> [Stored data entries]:
BEGIN
PR #11343, opened 2026-01-12
Add environment module support

jmcphers:
This change adds environment module support to Positron.

image

It is not generally possible for us to know _a priori_ what module environments the user wants to use, and which languages they intend to use with them; attempting to scan for modules and find all possible R/Python environments that could be affected would result in a whole lot of noise. Consequently, this feature does not work without explicit configuration. The configuration looks like this:

```json
    "positron.environmentModules.environments": {
        "R 4 Stable": {
            "languages": ["r"],
            "modules": ["R/4.4.2", "other/version"]
        },
        "Python 3.12": {
            "languages": ["python"],
            "modules": ["python/3.12.8"]
        }
    },
```

For each environment you need to specify:
- a name (for display in the UI)
- the language(s) intended for the environment
- the module(s) to load in the environment

For convenience, there is a _Manage Module Environments_ command that can be used to walk you through setting up a configuration the first time, and a diagnostics report that shows the current state.

All of the implementation here happens on the extension side; a new `positron-environment-modules` extension provides the settings and commands, and an API that other extensions can use to query for module environments. 

As far as actually loading the modules, this change takes advantage of a new supervisor feature added recently to support conda; we just tell the supervisor to run `module load ...` in the shell before starting the kernel. https://github.com/posit-dev/kallichore/pull/55

The grossest part of this change is in `positron-python`; because the native locator (PET) doesn't know about environment modules, we need need to run a separate, typescript-based discovery pass to discover Python installations in named module environments, and aggregate the results with those from the native locator. 

#### New Features

- Support for using R and Python installations via environment modules/Lmod (#8075)

#### Bug Fixes

- N/A

### QA Notes

- Environment modules are Linux only; the whole system should stand down on Windows and Mac
- The `module load` commands are only run in R/Python kernels (i.e. consoles and notebooks). In regular terminals, or in commands run directly by extensions, the modules are not loaded. We're discussing how best to address this as it's a general problem that also affects conda, pixi, etc. 
- For testing, I recommend compiling a version of R or Python from source into e.g. `/opt/software`, and then adding a module that puts it on the `$PATH` (etc). 
- A module is expected to put the version of R or Python it wants onto the `$PATH`. If it does not do this, the otherwise default version of the interpreter will be discovered (e.g. the system version). This may be what you want in some circumstances as modules can also be used to pull in env vars for auth or otherwise setup an environment.


extensions/positron-environment-modules/src/module-system.ts
```diff
@@ -0,0 +1,241 @@
...
+	'/usr/share/lmod/lmod/init/bash',      // Lmod alternative
+	'/opt/cray/pe/lmod/lmod/init/bash',    // Cray systems
+	'/usr/share/Modules/init/bash',        // Environment Modules
+	'/etc/profile.d/z00_lmod.sh',          // Some HPC systems
+];
+
+/**
+ * Detect if a module system is available and determine its type.
+ */
+export async function detectModuleSystem(
```
austin3dickey, line 120: I did `brew install modules`, which told me to add `source /opt/homebrew/opt/modules/init/zsh` to my .zshrc. Consequently I think this function can't find my installation. Is it too bash-centric right now? Might there be a more generic way to check, like looking for `$MODULEPATH` or something?

extensions/positron-environment-modules/src/module-system.ts
```diff
@@ -0,0 +1,381 @@
...
+	const innerCommand = loadCommand
+		? `${loadCommand} ${shell.chainOperator} ${command}`
+		: command;
+	const fullCommand = buildShellCommand(shell, innerCommand);
+
+	return new Promise((resolve, reject) => {
+		logger.debug(`Executing with shell ${shell.name}: ${fullCommand}`);
+		exec(fullCommand, {
+			encoding: 'utf8',
+			timeout: 30000
```
melissa-barca: I think we might want to make a configurable option for this timeout. It is somewhat common for Workbench support to tell customers to increase the time allowed for loading modules and we have this call out for environment variables in the admin guide:

> Some R modules can take a long time to load, delaying the session start process. This can lead to an ‘Unable to connect to service’ error when trying to join the session. To avoid this error, increase the setting rsession-proxy-max-wait-secs in rserver.conf from the default of 10 seconds to 60-300. A larger setting will have the downside of increasing the wait time until an error appears if a session exits unexpectedly.

https://docs.posit.co/ide/server-pro/admin/r/using_multiple_versions_of_r.html#modules

extensions/positron-environment-modules/src/module-system.ts
```diff
@@ -0,0 +1,381 @@
...
+		}, (error, stdout, stderr) => {
+			if (stdout) {
+				logger.debug(stdout);
+			}
+			if (stderr) {
+				logger.warn(stderr);
+			}
+			if (error) {
+				reject(new Error(`Module command failed: ${stderr || error.message}`));
+			} else {
```
melissa-barca, line 423: Similarly, could we detect a timeout error and point the user to the setting? It would also be helpful for support to include what command we ran.

extensions/positron-environment-modules/src/module-system.ts
```diff
@@ -0,0 +1,381 @@
...
+	if (process.platform === 'win32' || process.platform === 'darwin') {
+		return {
+			available: false,
+			type: 'unknown',
+			command: 'module'
+		};
+	}
+
+	// Check custom init script first
+	if (customInitScript && fs.existsSync(customInitScript)) {
```
melissa-barca: Should we add logging when `customInitScritpt` is set but doesn't exist?

extensions/positron-environment-modules/src/environment-resolver.ts
```diff
@@ -0,0 +1,84 @@
...
+					`which ${binaryName}`,
+					initScript
+				);
+				if (whichResult && whichResult.length > 0) {
+					interpreterPath = whichResult;
+					break;
+				}
+			} catch {
+				// Try next binary name
+			}
```
melissa-barca: We might want to save these errors to add to the warning below if `interpreterPath` isn't found.

extensions/positron-environment-modules/src/module-system.ts
```diff
@@ -0,0 +1,381 @@
...
+export async function detectModuleSystem(
+	customInitScript?: string
+): Promise<ModuleSystemInfo> {
+	const logger = getLog();
+	const shell = getShellConfig();
+
+	logger.debug(`Detecting module system using shell: ${shell.name} (${shell.path})`);
+
+	// Module systems are only supported on Linux
+	if (process.platform === 'win32' || process.platform === 'darwin') {
```
melissa-barca, line 128: Your PR description says modules are supported on mac and linux but the implementation only supports mac.

extensions/positron-environment-modules/package.json
```diff
@@ -0,0 +1,103 @@
...
+	],
+	"main": "./out/extension.js",
+	"contributes": {
+		"configuration": {
+			"title": "%configuration.title%",
+			"properties": {
+				"positron.environmentModules.enabled": {
+					"type": "boolean",
+					"scope": "resource",
+					"default": true,
```
melissa-barca, line 22: We can use the "when" clause here to scope these to the supported operating systems.

extensions/positron-r/src/kernel-spec.ts
```diff
@@ -378,6 +378,18 @@ export async function createJupyterKernelSpec(
 		await capturePixiEnvVars(env, options?.rBinaryPath, packagerMetadata.manifestPath, packagerMetadata.environmentName);
 	}
 
+	// If this R is from a module environment, use the pre-computed startup command
+	if (packagerMetadata && isModuleMetadata(packagerMetadata)) {
+		if (process.platform === 'win32') {
+			// Module systems are typically not available on Windows
+			LOGGER.warn('Module environments are not supported on Windows');
```
melissa-barca: If removing mac support you'll want to edit this warning

extensions/positron-python/src/client/pythonEnvironments/base/locators/lowLevel/moduleEnvironmentLocator.ts
```diff
@@ -0,0 +1,174 @@
...
+
+        const available = await api.isAvailable();
+        if (!available) {
+            traceInfo('[ModuleEnvironmentLocator] Environment modules not available on this system');
+            return;
+        }
+
+        const environments = await api.getEnvironmentsForLanguage('python');
+
+        for (const [envName, _config] of environments) {
```
melissa-barca, line 130: should we clear `moduleMetadataMap` here in case it has stale data?

extensions/positron-environment-modules/src/module-listing.ts
```diff
@@ -0,0 +1,63 @@
...
+	// Note: module avail writes to stderr in both systems
+	const command = moduleSystemInfo.type === 'lmod'
+		? 'module -t avail 2>&1'
+		: 'module avail -t 2>&1';
+
+	// Execute in login shell with module system initialized
+	const initScript = moduleSystemInfo.initPath;
+	const fullCommand = initScript
+		? `bash -l -c 'source "${initScript}" && ${command}'`
+		: `bash -l -c '${command}'`;
```
melissa-barca: is it ok we're using bash here instead of the configured shell?

extensions/positron-environment-modules/src/module-system.ts
jmcphers: I've updated this to support more login shells!

extensions/positron-environment-modules/package.json
jmcphers: Unfortunately we cannot; the `when` clause doesn't work on settings.

extensions/positron-environment-modules/src/module-system.ts
jmcphers: This is just for sniffing modules/interpreters; it doesn't control the timeout for session launches. But it wouldn't hurt to make it configurable! I've done that in https://github.com/posit-dev/positron/pull/11343/commits/74e0a7e8c4b0b8038af27738f46300a763c46576.

extensions/positron-environment-modules/src/module-system.ts
jmcphers: Done in https://github.com/posit-dev/positron/pull/11343/commits/746e07afbd1b72c850d61d2b41937bbcc99eb5ec.

extensions/positron-environment-modules/src/module-system.ts
jmcphers: Done! https://github.com/posit-dev/positron/pull/11343/commits/8beb2cd130726607928d2e0993f610cf419f5b4b

extensions/positron-environment-modules/src/environment-resolver.ts
jmcphers: done in https://github.com/posit-dev/positron/pull/11343/commits/93cc932ad6c22af05a5cfab4226d2a8e7a18c41e

extensions/positron-environment-modules/src/module-system.ts
jmcphers: I originally had support for macOS, but it turned out to require a lot of extra work and no one uses modules on macOS so I wound up removing it. I'll 'fix' this by updating the PR description! 😂

extensions/positron-r/src/kernel-spec.ts
jmcphers: done! https://github.com/posit-dev/positron/pull/11343/commits/81ee1c874f4f6c863e4c01618a327dc80a20a402

extensions/positron-python/src/client/pythonEnvironments/base/locators/lowLevel/moduleEnvironmentLocator.ts
jmcphers: good idea; done!

extensions/positron-environment-modules/src/module-listing.ts
jmcphers: we should use the configured shell, thank you for catching that! updated in https://github.com/posit-dev/positron/pull/11343/commits/9fb758e4c25b6716f893333888a053f9059992cd

extensions/positron-environment-modules/package.json
melissa-barca: Ah, too bad! 😞

extensions/positron-environment-modules/src/manage-environments-command.ts
```diff
@@ -0,0 +1,232 @@
...
+	}
+
+	const moduleItems: vscode.QuickPickItem[] = availableModules.map(mod => ({
+		label: mod,
+		picked: false
+	}));
+
+	const selectedModules = await vscode.window.showQuickPick(moduleItems, {
+		title: vscode.l10n.t('Create Module Environment - Step 3 of 3'),
+		placeHolder: vscode.l10n.t('Select modules to load (in order of selection)'),
```
austin3dickey: nit: This is a multi-select list so I think the order of selection isn't preserved (except whatever order they're listed in)?

extensions/positron-environment-modules/src/module-listing.ts
```diff
@@ -0,0 +1,67 @@
...
+	const shell = getShellConfig();
+	const initScript = moduleSystemInfo.initPath;
+	const fullCommandStr = initScript
+		? `source "${initScript}" ${shell.chainOperator} ${command}`
+		: command;
+	const fullCommand = buildShellCommand(shell, fullCommandStr);
+
+	try {
+		logger.debug(`Listing modules with: ${fullCommand}`);
+		const output = execSync(fullCommand, {
```
austin3dickey, line 46: My custom modules got set up in my `.bashrc` but not my `.bash_profile` and I was confused at first why they weren't getting picked up in this quickpick. Is there a way we can clarify that they need to be configured for non-interactive shells to show up here, or do you think that's obvious?

extensions/positron-environment-modules/src/module-listing.ts
```diff
@@ -0,0 +1,67 @@
...
+	// Execute in login shell with module system initialized
+	const shell = getShellConfig();
+	const initScript = moduleSystemInfo.initPath;
+	const fullCommandStr = initScript
+		? `source "${initScript}" ${shell.chainOperator} ${command}`
+		: command;
+	const fullCommand = buildShellCommand(shell, fullCommandStr);
+
+	try {
+		logger.debug(`Listing modules with: ${fullCommand}`);
```
austin3dickey: Maybe we could put this command in the diagnostic report too?

austin3dickey: or actually including all the logs in that report would be nice!

extensions/positron-python/src/client/pythonEnvironments/index.ts
```diff
@@ -76,7 +78,14 @@ export async function initialize(ext: ExtensionState): Promise<IDiscoveryAPI> {
 
     if (shouldUseNativeLocator()) {
         const finder = getNativePythonFinder(ext.context);
-        const api = createNativeEnvironmentsApi(finder);
+        // --- Start Positron ---
+        // On Unix-alike, use the wrapper that combines native locator with
+        // module environments
+        const api =
+            getOSType() === OSType.Windows
```
austin3dickey: Do you have to switch this to "not linux" now?

extensions/positron-python/src/client/pythonEnvironments/nativeAPI.ts
```diff
@@ -693,6 +696,188 @@ export function createNativeEnvironmentsApi(finder: NativePythonFinder): IDiscov
...
+        } catch (error) {
+            this._refreshPromise.reject(error);
+        } finally {
+            this._refreshPromise = undefined;
+        }
+    }
+
+    getEnvs(query?: PythonLocatorQuery): PythonEnvInfo[] {
+        const nativeEnvs = this.nativeApi.getEnvs(query);
+        // Combine native envs with module envs, avoiding duplicates by executable path
```
austin3dickey, line 790: I think there could be some (possibly symlink-related) shenanigans happening here. I configured a module that puts this directory on my PATH, which has both `python` and `python3`. They're both symlinked to `python3.10` in the same dir. Looks like one is being picked up and the other is a 👻.

Image

We have some code that deals with things like this here:
https://github.com/posit-dev/positron/blob/9fb758e4c25b6716f893333888a053f9059992cd/extensions/positron-python/src/client/pythonEnvironments/base/locators/lowLevel/userSpecifiedEnvLocator.ts#L142

though honestly I think there are a few other places in this extension that do something similar 😂

austin3dickey (dismissed):
Epic PR. This looks so good. I set up a Linux VM, built Positron, and tried out some Python modules, and then built REH and remote SSHed to it from my Mac. Everything looks great!

Some nits (though I'd be okay merging now):

melissa-barca (dismissed):
LGTM! 🎉

extensions/positron-environment-modules/src/manage-environments-command.ts
jmcphers: oh you're right! Removed the parenthetical.

extensions/positron-environment-modules/src/module-listing.ts
jmcphers: It's probably obvious? Honestly I think the majority of folks will be getting env modules configured by their admin; if this interactive builder proves too fussy we can just remove it.

extensions/positron-environment-modules/src/module-listing.ts
jmcphers: good idea! Done.

extensions/positron-python/src/client/pythonEnvironments/index.ts
jmcphers: Yes, that's better! Done.

extensions/positron-python/src/client/pythonEnvironments/nativeAPI.ts
jmcphers: Nice find, but yeah, this is a complicated topic that I don't think we want to try to address here. Hopefully it will be rare in practice (would not generally expect anyone to mix `uv` and environment modules, for example)

Issue #11230, opened 2026-01-05
Startup of console hangs the first time starting positron after upgrade


rmflight:
#### Positron and OS details:

Positron Version: 2025.12.2 build 5
Code - OSS Version: 1.106.0
Commit: f5a10d0891cf4de673f8fd2d51f8c883e3cfae9c
Date: 2025-12-11T21:21:46.549Z
Electron: 37.7.0
Chromium: 138.0.7204.251
Node.js: 22.20.0
V8: 13.8.258.32-electron.0
OS: Linux x64 6.17.4-76061704-generic

#### Session details:

R 4.4.1 (have also seent it happen with R 4.5.2)

## Describe the issue:

When I install an updated version of Positron, the very first time I start it, the console session hangs with "Preparing" (as shown in attached screenshot). This will continue for several minutes.

If I close Positron, and then open it again on the same project, the console comes right up. And will continue to come up reliably without issue, until I upgrade Positron again.

<img width="1920" height="1080" alt="Image" src="https://github.com/user-attachments/assets/9622c756-63ea-4081-ad17-d3e69cd30097" />

## Steps to reproduce the issue:

1. Upgrade Positron on Deb based Linux (sudo dpkg -i ...)
2. Open a folder using Positron.

## Expected or desired behavior:

Console should come up the same way, regardless if Positron has been updated or not.

I will note, this happens if I change the installed version of Positron, regardless of upgrade or downgrade. The logs below are from downgrading from 2025.12.2 to 2025.12.1, but the same issue persists, and the solution is again to close the application, and restart it.

I thought this was related to [console can get stuck starting](https://github.com/posit-dev/positron/issues/10582), but surface level it "feels" different. Maybe.

## Were there any error messages in the UI, Output panel, or Developer Tools console?

Text files attached.

[positron_developer_tools.txt](https://github.com/user-attachments/files/24440203/positron_developer_tools.txt)

[positron_output_preparing_hanging.log](https://github.com/user-attachments/files/24440205/positron_output_preparing_hanging.log)

jmcphers:
@rmflight thank you for reporting, and especially for including the logs!

The main difference between the two logs is that, when the system is hanging in "preparing", it's installing bootstrapped extensions. This is something we do when you change Positron versions, since each version comes with its own bundle of extensions to install. I wonder if installation of bootstrapped extensions is interfering with startup in some way (are we e.g. restarting the host before startup can get off the ground? the logs don't suggest that this is the case, though).

[...]

PR #11351, opened 2026-01-13
Fix startup hang when installing bootstrap extensions after upgrade

melissa-barca:
Addresses #11230.

After upgrading Positron, the console could hang on startup because bootstrap extensions were being installed asynchronously while the extension host scanned for extensions. This race condition caused the extension host to miss newly installed bootstrap extensions.

Key changes:
- Added `whenReady` promise with 30-second timeout to `PositronBootstrapExtensionsInitializer`
- Modified `sharedProcessMain.ts` to await bootstrap completion before continuing
- Modified `remoteExtensionHostAgentServer.ts` to await bootstrap completion for remote scenarios
- Cleaned up bootstrap extension logging: removed unhelpful noisy logs and moved verbose installation logs from `info` to `debug` level

A 30-second timeout prevents an indefinite hang. In my testing, the bootstrap extension installation completed in under a second when there were no new extensions to install and when all extensions needed to be installed. Slow network speeds will cause longer installs. We could consider checking if we are installing all extensions from scratch and use a longer timeout, or a shorter timeout when not starting from scratch.

#### New Features
- N/A

#### Bug Fixes
- Fixed console startup hang when launching Positron for the first time after an upgrade (#11230)

### QA Notes

@:console @:extensions @:interpreter

To mimic an upgrade, delete `~/.positron/extensions/.version`. To create an environment where all extensions need to be installed, delete the directory `~/.positron/extensions`.

### DIFF
--- a/src/vs/platform/extensionManagement/common/extensionsProfileScannerService.ts
+++ b/src/vs/platform/extensionManagement/common/extensionsProfileScannerService.ts
@@ -227,7 +227,6 @@ export abstract class AbstractExtensionsProfileScannerService extends Disposable
 			let storedProfileExtensions: IStoredProfileExtension[] | undefined;
 			try {
 				const content = await this.fileService.readFile(file);
-				this.logService.info(`Parsing JSON from ${file.toString()} with contents ${content.value.toString()}`);
 				storedProfileExtensions = JSON.parse(content.value.toString().trim() || '[]');
 			} catch (error) {
 				this.logService.error(`Extensions profile: Failed to read extensions from ${file.toString()}`, getErrorMessage(error));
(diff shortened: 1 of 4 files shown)


src/vs/platform/extensionManagement/common/extensionsProfileScannerService.ts
```diff
@@ -227,7 +227,6 @@ export abstract class AbstractExtensionsProfileScannerService extends Disposable
 			let storedProfileExtensions: IStoredProfileExtension[] | undefined;
 			try {
 				const content = await this.fileService.readFile(file);
-				this.logService.info(`Parsing JSON from ${file.toString()} with contents ${content.value.toString()}`);
```
jennybc, line 230: This is the one! 🤫

melissa-barca: Be gone! (I suspect I added this when debugging something in the initial implementation and it was never intended to be committed)

timtmok (approved):
LGTM

I suppose if the bootstrap extensions times out then the session would attempt to update later when the extensions update runs (about 30s after startup). At least that would cover updating existing extensions.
END
> [Exercise instructions]:
Starting from the records above, filter out all lines except those containing the word "intended".

> [Problem solution]:
- the language(s) intended for the environment
melissa-barca: Be gone! (I suspect I added this when debugging something in the initial implementation and it was never intended to be committed)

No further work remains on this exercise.